Weekly log
Week 1 with Codex
The first week turned starikov.dev from a minimal personal page into a living notebook for interface experiments with AI.
What happened
We started with a personal mission, then followed the thread into tactile buttons, haptics, clocks, scroll, screenshots, deployment, and a homepage organized around weekly AI work.
- Found the site's operating idea: interfaces for loops between atoms, bits, and waves.
- Built a Magic Keyboard-inspired button primitive with fast visual press, sound, haptics, and dark-mode behavior.
- Made the homepage center on a weekly AI log, with Ideas, Makes, Shares, and About as supporting sections.
- Turned the main navigation into a bottom keyboard deck with active-section indicators for thumb-friendly movement.
- Opened exploration series for keyboard buttons, clocks, scroll dashboards, and isometric dithering.
- Started treating reminders as a public memory for unfinished threads: portals, animated strings, and small game prototypes.
Mission
The strongest phrasing from the week was not a job title.
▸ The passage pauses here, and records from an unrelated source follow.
PR #86729, opened 2024-01-02
Fix missing autocompletion for inheriting classes

Mickeon:
This PR ensures we always call the very next inherited class when getting autocompletion results. This is more future-proof. Previously, some classes were "jumping" way ahead, potentially skipping some options. When people add new autocompletion results, they should be reminded of this, perhaps.

This also fixes **Input** and **SceneTree** not having any of **Object**'s autocompletion. You may have never noticed.


akien-mga (approved):

akien-mga:
Thanks!

YuriSizov:
Cherry-picked for 4.2.2.

Issue #45296, opened 2021-01-18
Lightmapper Crashes on large scenes


NHodgesVFX:
**Godot version:**

Godot 3.2.4 Beta 6 Compiled with MSVC

**OS/device including version:**

GLES3 RTX2080s Windows 10 64bit

**Issue description:**

While attempting to bake the Godot tps demo, It often crashes at the fixing seems and denoising or the capture step. I can stop the first crash by setting the quality level to low or disabling denoising. The 2nd crash is fixed by turning off capture or setting the cell size to a large value like 25.

I remember reading the godot blog about how the light octree used in the capture setting is inefficient and that light probes would be better for larger levels and reduz confirmed this. The primary issue is the first crash though.

**Steps to reproduce:**
1. Download the tps demo from master branch https://github.com/godotengine/tps-demo
2.  Open it in godot and go into the level->geometry->models folder and find all the gltf files. Reimport them with lightmap baking enabled.
3. open level.tscn, delete gi probe and setup a bakedlightmap node so it fits the scene. Enable environment set to scene. set bounces to 5.
4. try baking it will most likely crash on the fixing seems and denoising. 
5. turn off denoising and set the bake quality to low, you should now be able to get past the first crash.
6. Observe it now crashes at the capture step, raising the cell size to 25 fixes it.

**Minimal reproduction project:**

This bug only shows it self on large projects like the tps demo. Most likely due to the scale and amount of meshes to bake. I managed to get it on a test scene with kitbash3d assets as well but cant share due to licensing. 

I can link to a zip with the tps demo setup but its large and the changes which I made to the scene are listed above.

qarmin:
Backtrace:
```
ERROR: operator[]: FATAL: Index p_index = 4 is out of bounds (count = 4).
   At: ./core/local_vector.h:163.
handle_crash: Program crashed with signal 4
Dumping the backtrace. Please include this when reporting the bug on https://github.com/godotengine/godot/issues
[1] /lib/x86_64-linux-gnu/libc.so.6(+0x46210) [0x7fedab9c4210] (??:0)
[2] LocalVector<int, unsigned int, false>::operator[](unsigned int) (/mnt/Miecz/godot3.2/./core/local_vector.h:163 (discriminator 1))
[3] LightmapperCPU::_compute_indirect_light(unsigned int, void*) (/mnt/Miecz/godot3.2/modules/lightmapper_cpu/lightmapper_cpu.cpp:859)
[...]

PR #77306, opened 2023-05-21
Fix crash in FileAccessCompressed and improve error handling

RedworkDE:
Fixes partially https://github.com/godotengine/godot/issues/62585 (on MSVC #74582 is also required or it will just crash in `CowData::resize` before any of this matters)

Only the change in `WRITE_FIT` is strictly required to fix the crash.
The error handling improvements are required so that `ResourceSaver::save` doesn't OK when output file will be corrupted, with them it correctly returns `ERR_CANT_CREATE`.
Without the `FileAccessCompressed::store_buffer` implementation, the file writing will instead get stuck spamming errors for each byte in the buffer.

PR #74582, opened 2023-03-08
Refactor how `CowData` manages its allocations

RedworkDE:
Context: I was looking into making CowData use 64-bit indices to solve the various crashes / issues caused by too large arrays, and found that the internal structure of CowData is fundamentally not suited for such a thing (and also really weird) so I went and reworked how the internal data storage is managed.

To the outside this PR shouldn't change any behavior, except that allocating somewhat larger arrays works now (and also on MSVC there are no longer cases where operations return OK but actually failed).

There are a few more improvements that could / should be done, but I stopped before feature creep completely overtook this.

~~Needs https://github.com/godotengine/godot/pull/74555 to pass CI.~~

- Use an explicit type for the data prefix to enable easier changes.
- Explicitly store the capacity instead of using the next power of two.
- If resizing to a significantly larger size (more 2x the current capacity), assume that the caller has just resized to their final size and don't allocate any excess capacity.
- Trim the capacity less aggressively to fix edge cases when repeatedly adding and removing elements causing extreme performance issues.
- Do not rely on overflow checked operations to determine the maximum size, to avoid crashes with some compilers when using too large sizes.
- On 64-bit system increase the the maximum size to 0x7ffffff0, generally by a factor of the size of the elements.
- On 32-bit system the maximum size remains limited by the size of the address space / memory, but in some cases it may still be possible to allocate larger arrays compared to before.
- Add a minimum capacity of 4 elements to remove some unnecessary reallocation for small arrays.
- Remove a few unnecessary potential copies when resizing, adding or removing elements.

---

What to do with the `ERR_PROPAGATE` macro?
I added this to check an `Error` return value and to return it from the current method if it is not OK, is this usefull for other places in the engine as well and should be added to the other ERR macros? Should I just inline that check everywhere? Or can it just stay as is?

---

What about alignment?
The old version of this just didn't care about alignment and just returned what it got from the allocator (which is malloc aligned + 16 bytes).
This assumes that the allocator pointer is aligned correctly and then offsets the first element by an multiple of the alignment, but I am not sure if the alignment is correct for types with large alignments, ie simd types. Should this be extended to ensure correct alignment for such types?

---

About the buffers in `max_size`:
The 64 bytes buffer to filling the entire address space with one array is arbitrary and not going to matter beyond preventing overflows when computing the size of the allocation as way more than that are going to be filled with godot, so such allocations are going to fail anyways.
The 15 indices buffer is similarly arbitrary and serves to prevent overflows when computing `size()+1` and similar things.
[...]

Issue #54679, opened 2021-11-06
Vulkan: Crash when baking lightmaps with LightmapGI if the resulting image is too large (due to CowData using 32-bit ints)


Calinou:
### Godot version

4.0.dev (4651b2ae5)

### System information

Fedora 34, GeForce GTX 1080 (NVIDIA 470.74)

### Issue description

The editor crashes when baking lightmaps with LightmapGI in a specific scene (see the MRP included).

Backtrace:

```
[1] /lib64/libc.so.6(+0x3d320) [0x7fdb5cf60320] (??:0)
[2] /lib64/libc.so.6(+0x163b81) [0x7fdb5d086b81] (??:0)
[3] Image::create(int, int, bool, Image::Format) (/home/hugo/Documents/Git/godotengine/godot/core/io/image.cpp:1996)
[4] LightmapperRD::_blit_meshes_into_atlas(int, Vector<Ref<Image> >&, Vector<Ref<Image> >&, AABB&, Vector2i&, int&, bool (*)(float, String const&, void*, bool), void*) (/home/hugo/Documents/Git/godotengine/godot/modules/lightmapper_rd/lightmapper_rd.cpp:258)
[5] LightmapperRD::bake(Lightmapper::BakeQuality, bool, int, float, int, bool, Lightmapper::GenerateProbes, Ref<Image> const&, Basis const&, bool (*)(float, String const&, void*, bool), void*) (/home/hugo/Documents/Git/godotengine/godot/modules/lightmapper_rd/lightmapper_rd.cpp:684)
[6] LightmapGI::bake(Node*, String, bool (*)(float, String const&, void*, bool), void*) (/home/hugo/Documents/Git/godotengine/godot/scene/3d/lightmap_gi.cpp:954)
[7] LightmapGIEditorPlugin::_bake_select_file(String const&) (/home/hugo/Documents/Git/godotengine/godot/editor/plugins/lightmap_gi_editor_plugin.cpp:39)
[8] void call_with_variant_args_helper<LightmapGIEditorPlugin, String const&, 0ul>(LightmapGIEditorPlugin*, void (LightmapGIEditorPlugin::*)(String const&), Variant const**, Callable::CallError&, IndexSequence<0ul>) (/home/hugo/Documents/Git/godotengine/godot/./core/variant/binder_common.h:223)
[...]

PR #86730, opened 2024-01-03
Promote CowData to 64 bits

### LINKED ISSUE #62585: Godot crash in ResourceSaver after 1073741824 bytes
### Godot version

4.0.alpha c41e4b1

### System information

Windows 10, 64-bit

### Issue description

I ran into this when saving a large scn with lots of textures, and used "Make Local" so all textures got embedded.

I tried saving this scene, and it gave an error in resize
```
ERROR: Condition "p_size < 0" is true. Returning: ERR_INVALID_PARAMETER
   at: CowData<unsigned char>::resize (S:\repo\godot-fire\core/templates/cowdata.h:261)
```
After this error, it proceeded to crash.
```
 	godot.windows.opt.tools.64.exe!FileAccessCompressed::store_8(unsigned char p_dest) Line 339	C++
>	godot.windows.opt.tools.64.exe!FileAccess::store_buffer(const unsigned char * p_src, unsigned __int64 p_length) Line 552	C++
 	godot.windows.opt.tools.64.exe!ResourceFormatSaverBinaryInstance::write_variant(Ref<FileAccess> f, const Variant & p_property, HashMap<Ref<Resource>,int,HashMapHasherDefault,HashMapComparatorDefault<Ref<Resource> >,DefaultTypedAllocator<HashMapElement<Ref<Resource>,int> > > & resource_map, HashMap<Ref<Resource>,int,HashMapHasherDefault,HashMapComparatorDefault<Ref<Resource> >,DefaultTypedAllocator<HashMapElement<Ref<Resource>,int> > > & external_resources, HashMap<StringName,int,HashMapHasherDefault,HashMapComparatorDefault<StringName>,DefaultTypedAllocator<HashMapElement<StringName,int> > > & string_map, const PropertyInfo & p_hint) Line 1657	C++
 	godot.windows.opt.tools.64.exe!ResourceFormatSaverBinaryInstance::write_variant(Ref<FileAccess> f, const Variant & p_property, HashMap<Ref<Resource>,int,HashMapHasherDefault,HashMapComparatorDefault<Ref<Resource> >,DefaultTypedAllocator<HashMapElement<Ref<Resource>,int> > > & resource_map, HashMap<Ref<Resource>,int,HashMapHasherDefault,HashMapComparatorDefault<Ref<Resource> >,DefaultTypedAllocator<HashMapElement<Ref<Resource>,int> > > & external_resources, HashMap<StringName,int,HashMapHasherDefault,HashMapComparatorDefault<StringName>,DefaultTypedAllocator<HashMapElement<StringName,int> > > & string_map, const PropertyInfo & p_hint) Line 1637	C++
 	godot.windows.opt.tools.64.exe!ResourceFormatSaverBinaryInstance::save(const String & p_path, const Ref<Resource> & p_resource, unsigned int p_flags) Line 2081	C++
 	godot.windows.opt.tools.64.exe!ResourceFormatSaverBinary::save(const String & p_path, const Ref<Resource> & p_resource, unsigned int p_flags) Line 2106	C++
 	godot.windows.opt.tools.64.exe!ResourceSaver::save(const String & p_path, const Ref<Resource> & p_resource, unsigned int p_flags) Line 110	C++
```

CowData resizes to the next power of two, which is 2147483648, and overflows a signed int.

I think everything here should be made less sloppy. Array operations should always use unsigned, not signed values. Integers should be 64-bit where possible: GDScript already uses 64-bit, so why are they downgraded to 32-bit in C++? Finally, FileAccess should check the return value of `resize()` and fail gracefully.

### Steps to reproduce

1. Import a very heavy scene from glTF, such that it has a few GB of assets.
2. Use "Make local" or do a compessed export using a script.

Sorry I don't have more specific steps. The asset I used is not redistributable, and the save was automated by a script in order to enable ZSTD compression.

N/A

### LINKED ISSUE #77256: Error when resizing PackedByteArray bigger than int32 limit
### Godot version

4.0.3

### System information

Windows 11 64-Bit

### Issue description

The PackedByteArray can't be bigger than 2147483647. Following [this](https://github.com/godotengine/godot/issues/46842#issuecomment-842216412) issue it should be fixed in Godot 4.0 RC 1, but running the code below in Godot 4.0.3 results in this error.

```
E 0:00:00:0834   Node.gd:9 @ _ready(): Condition "p_size < 0" is true. Returning: ERR_INVALID_PARAMETER
  <C++-Quelle>   ./core/templates/cowdata.h:262 @ resize()
  <Stacktrace>   Node.gd:9 @ _ready()

```

### Steps to reproduce

Run this code:
```
	var INT32_MAX = 2147483647 # 2^31 - 1
	var byte_arr = PackedByteArray()
	byte_arr.resize(INT32_MAX) # OK
	byte_arr.resize(INT32_MAX + 1) # error
```

[PackedByteArrayError.zip](https://github.com/godotengine/godot/files/11520507/PackedByteArrayError.zip)

### LINKED ISSUE #80533: Attempting to read large file as string causes segfault
### Godot version

4.1.1.stable, master [4714e9589]

### System information

Godot v4.2.dev (4714e9589) - Arch Linux #1 ZEN SMP PREEMPT_DYNAMIC Tue, 08 Aug 2023 22:13:48 +0000 - Wayland - Vulkan (Forward+) - dedicated AMD Radeon RX 5700 (RADV NAVI10) () - AMD Ryzen 7 5800X3D 8-Core Processor (16 Threads)

### Issue description

I attempted to read a large JSON file (1GB+) using `FileAccess.get_file_as_string`, but the result is a crash. Here's a backtrace from a debug build [4714e9589] and some info, not sure what to make of this

```
Loading...

Thread 1 "godot.linuxbsd." received signal SIGSEGV, Segmentation fault.
String::parse_utf8 (this=0x7fffffffa5f8, 
    p_utf8=0x7fff2ffff020 "[{\"p\":[-0.019984539598226547,0.3165023624897003,0.6493667960166931],\"c\":[0.15294925029263085,0.1603185939029318,0.11855615533237046],\"s\":[-5.519049167633057,-5.86762809753418,-4.488621234893799],\"q\":["..., p_len=1093019370, p_skip_cr=false) at core/string/ustring.cpp:1880
1880            dst[str_size] = 0;
(gdb) bt
#0  String::parse_utf8 (this=0x7fffffffa5f8, 
    p_utf8=0x7fff2ffff020 "[{\"p\":[-0.019984539598226547,0.3165023624897003,0.6493667960166931],\"c\":[0.15294925029263085,0.1603185939029318,0.11855615533237046],\"s\":[-5.519049167633057,-5.86762809753418,-4.488621234893799],\"q\":["..., p_len=1093019370, p_skip_cr=false) at core/string/ustring.cpp:1880
#1  0x000055555cae1c27 in FileAccess::get_file_as_string (p_path=..., r_error=0x0) at core/io/file_access.cpp:770
#2  0x000055555cae631e in FileAccess::_get_file_as_string (p_path=...) at core/io/file_access.h:227
#3  0x000055555caf36ae in call_with_variant_args_static_ret<String, String const&, 0ul> (p_method=0x55555cae62e7 <FileAccess::_get_file_as_string(String const&)>, p_args=0x7fffffffa720, r_ret=..., r_error=...)
    at ./core/variant/binder_common.h:766
#4  0x000055555caf0cbd in call_with_variant_args_static_ret_dv<String, String const&> (p_method=0x55555cae62e7 <FileAccess::_get_file_as_string(String const&)>, p_args=0x7fffffffa838, p_argcount=1, r_ret=..., r_error=..., 
    default_values=...) at ./core/variant/binder_common.h:989
#5  0x000055555caeec5a in MethodBindTRS<String, String const&>::call (this=0x5555616f8240, p_object=0x0, p_args=0x7fffffffa838, p_arg_count=1, r_error=...) at ./core/object/method_bind.h:719
#6  0x000055555870c3db in GDScriptFunction::call (this=0x555563c0aa10, p_instance=0x555563bfaba0, p_args=0x0, p_argcount=0, r_err=..., p_state=0x0) at modules/gdscript/gdscript_vm.cpp:1934
#7  0x000055555859a338 in GDScriptInstance::callp (this=0x555563bfaba0, p_method=..., p_args=0x0, p_argcount=0, r_error=...) at modules/gdscript/gdscript.cpp:1892
#8  0x000055555aaeec0c in Node::_gdvirtual__ready_call<false> (this=0x555563bf7930) at scene/main/node.h:322
#9  0x000055555aac7d65 in Node::_notification (this=0x555563bf7930, p_notification=13) at scene/main/node.cpp:186
#10 0x00005555582b77d4 in Node::_notificationv (this=0x555563bf7930, p_notification=13, p_reversed=false) at ./scene/main/node.h:49
#11 0x00005555582d7147 in Node3D::_notificationv (this=0x555563bf7930, p_notification=13, p_reversed=false) at ./scene/3d/node_3d.h:52
#12 0x000055555d092445 in Object::notification (this=0x555563bf7930, p_notification=13, p_reversed=false) at core/object/object.cpp:798
#13 0x000055555aac823e in Node::_propagate_ready (this=0x555563bf7930) at scene/main/node.cpp:230
#14 0x000055555aac81be in Node::_propagate_ready (this=0x555563b84780) at scene/main/node.cpp:221
#15 0x000055555aadae3e in Node::_set_tree (this=0x555563b84780, p_tree=0x555563b84280) at scene/main/node.cpp:2909
#16 0x000055555ab18704 in SceneTree::initialize (this=0x555563b84280) at scene/main/scene_tree.cpp:449
#17 0x0000555558035c2d in OS_LinuxBSD::run (this=0x7fffffffdbf0) at platform/linuxbsd/os_linuxbsd.cpp:900
#18 0x000055555802c274 in main (argc=3, argv=0x7fffffffe1b8) at platform/linuxbsd/godot_linuxbsd.cpp:74
(gdb) p dst
$1 = 0x7fff27ffe020 U""
(gdb) p str_size
$2 = 1093019370
(gdb) p dst[str_size]
Cannot access memory at address 0x80002c987bc8
(gdb) p _cowdata.size()
$3 = 1093019371
```

After some manual binary searching 0x7ffff7fff000 seems to pop up...
```
(gdb) p dst[872416247]
$35 = 0 U'\000'
(gdb) p dst[872416248]
Cannot access memory at address 0x7ffff7fff000
```

### Steps to reproduce

```
extends Node3D

func _ready():
	print("Loading...")
	var data = FileAccess.get_file_as_string("/path/to/out.json")
	print("Loaded")
	print(len(data))


# Called every frame. 'delta' is the elapsed time since the previous frame.
func _process(delta):
	pass
```

In case the specific file is needed it's available [here](https://april.sapples.net/out.json) (warning: it's big)

-

reduz:
Fixes a lot of bugs, please help me fill the list.
```
< I welcome the 64 bits overlords >
 ---------------------------------
        \   ^__^
         \  (oo)\_______
            (__)\       )\/\
                ||----w |
                ||     ||
```

After this is merged, other areas of the engine can be fixed, such as Image, which also uses 32 bits offsets and causes crashes in some reasonable scenarios (such as baking lightmaps), but it depends on this one. Serialization also may need to be fixed.

*Bugsquad edit:*
- Fixes #62585
- Fixes #77256
- Fixes #80533

### DIFF
--- a/core/templates/cowdata.h
+++ b/core/templates/cowdata.h
@@ -46,7 +46,7 @@ class CharString;
 template <class T, class V>
 class VMap;
 
-SAFE_NUMERIC_TYPE_PUN_GUARANTEES(uint32_t)
+SAFE_NUMERIC_TYPE_PUN_GUARANTEES(uint64_t)
 
 // Silence a false positive warning (see GH-52119).
 #if defined(__GNUC__) && !defined(__clang__)
@@ -64,45 +64,71 @@ class CowData {
 	template <class TV, class VV>
 	friend class VMap;
 
+public:
+	typedef int64_t Size;
+	typedef uint64_t USize;
+	static constexpr USize MAX_INT = INT64_MAX;
+
 private:
+	// Function to find the next power of 2 to an integer.
+	static _FORCE_INLINE_ USize next_po2(USize x) {
+		if (x == 0) {
+			return 0;
+		}
+
+		--x;
+		x |= x >> 1;
+		x |= x >> 2;
+		x |= x >> 4;
+		x |= x >> 8;
+		x |= x >> 16;
+		if (sizeof(USize) == 8) {
+			x |= x >> 32;
+		}
+
+		return ++x;
+	}
+
+	static constexpr USize ALLOC_PAD = sizeof(USize) * 2; // For size and atomic refcount.
+
 	mutable T *_ptr = nullptr;
 
 	// internal helpers
 
-	_FORCE_INLINE_ SafeNumeric<uint32_t> *_get_refcount() const {
+	_FORCE_INLINE_ SafeNumeric<USize> *_get_refcount() const {
 		if (!_ptr) {
 			return nullptr;
 		}
 
-		return reinterpret_cast<SafeNumeric<uint32_t> *>(_ptr) - 2;
+		return reinterpret_cast<SafeNumeric<USize> *>(_ptr) - 2;
 	}
 
-	_FORCE_INLINE_ uint32_t *_get_size() const {
+	_FORCE_INLINE_ USize *_get_size() const {
 		if (!_ptr) {
 			return nullptr;
 		}
 
-		return reinterpret_cast<uint32_t *>(_ptr) - 1;
+		return reinterpret_cast<USize *>(_ptr) - 1;
 	}
 
-	_FORCE_INLINE_ size_t _get_alloc_size(size_t p_elements) const {
-		return next_power_of_2(p_elements * sizeof(T));
+	_FORCE_INLINE_ USize _get_alloc_size(USize p_elements) const {
+		return next_po2(p_elements * sizeof(T));
 	}
 
-	_FORCE_INLINE_ bool _get_alloc_size_checked(size_t p_elements, size_t *out) const {
+	_FORCE_INLINE_ bool _get_alloc_size_checked(USize p_elements, USize *out) const {
 		if (unlikely(p_elements == 0)) {
 			*out = 0;
 			return true;
 		}
-#if defined(__GNUC__)
-		size_t o;
-		size_t p;
+#if defined(__GNUC__) && defined(IS_32_BIT)
+		USize o;
+		USize p;
 		if (__builtin_mul_overflow(p_elements, sizeof(T), &o)) {
 			*out = 0;
 			return false;
 		}
-		*out = next_power_of_2(o);
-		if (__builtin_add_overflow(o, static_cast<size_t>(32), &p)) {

It was a loop: atoms, bits, and waves. Finger, code, light, sound, haptic response. Physical intent crosses into software and comes back through the body.
The homepage now says: I make interfaces for the loops between atoms, bits, and waves. Systems where people and AI agents learn, plan, and make progress.
Tactility
The keyboard button became the first serious component. We used Apple Magic Keyboard as the reference, then tuned size, label placement, shadows, animation speed, sound sync, haptic feedback, and selected-state indicators.
The important lesson: the visual animation has to resolve almost immediately after finger-up. If it lingers, the illusion breaks. The body notices delay before the mind names it.
Motion
Scroll became a second input language. A page can be a road, the viewport can be a windshield, and the interface can expose a dashboard: section, progress, direction, speed, and momentum.
The homepage header also forced a structural lesson. Animated layout should not change the scroll math underneath it. The page now keeps stable in-flow geometry while a fixed visual header animates above it, though the compact version still needs a more honest tactile form.
Structure
The site stopped trying to be a finished portfolio and started acting like a working surface. The AI log became the main rhythm, while Ideas, Makes, and Shares became buckets for what to revisit, what to build, and what to keep nearby.
The bottom keyboard deck felt more native to the project than conventional tabs. It belongs in the thumb area, gives each section a physical affordance, and can show selected state with the same green indicator language as caps lock.
Visual System
The header illustration moved toward a round loop with three symbolic stations: atoms, bits, and waves. The style is still forming, but the direction is clearer: isometric, geometric, dithered, and more like a tiny system diagram than decoration.
A recurring taste emerged: not everything should be a key, but keys are strong for actions, tabs, toggles, and grouped controls. Cards and content should stay calmer so the tactile controls can carry the interaction language.
Time
The clocks note reframed time as interface material. Wall clocks, stopwatches, metronomes, scroll clocks, decay clocks, and world clocks all describe different kinds of state.
For AI interfaces, this matters because agents are not just answering. They are waiting, planning, retrying, remembering, forgetting, and coordinating with people in the physical world.
Explorations from this week
Open threads
- Make weekly logs the main rhythm of the site.
- Keep exploration notes as deeper series that can grow independently.
- Turn the compact header into a keyboard-style home key with two-line layout, press feedback, and smooth scroll-to-top behavior.
- Push the scroll dashboard from a note into a more playful instrument panel.
- Keep iterating the isometric dithering loop illustration until it feels dimensional, symbolic, and readable.
- Explore how AI work should expose memory, progress, uncertainty, and handoff points.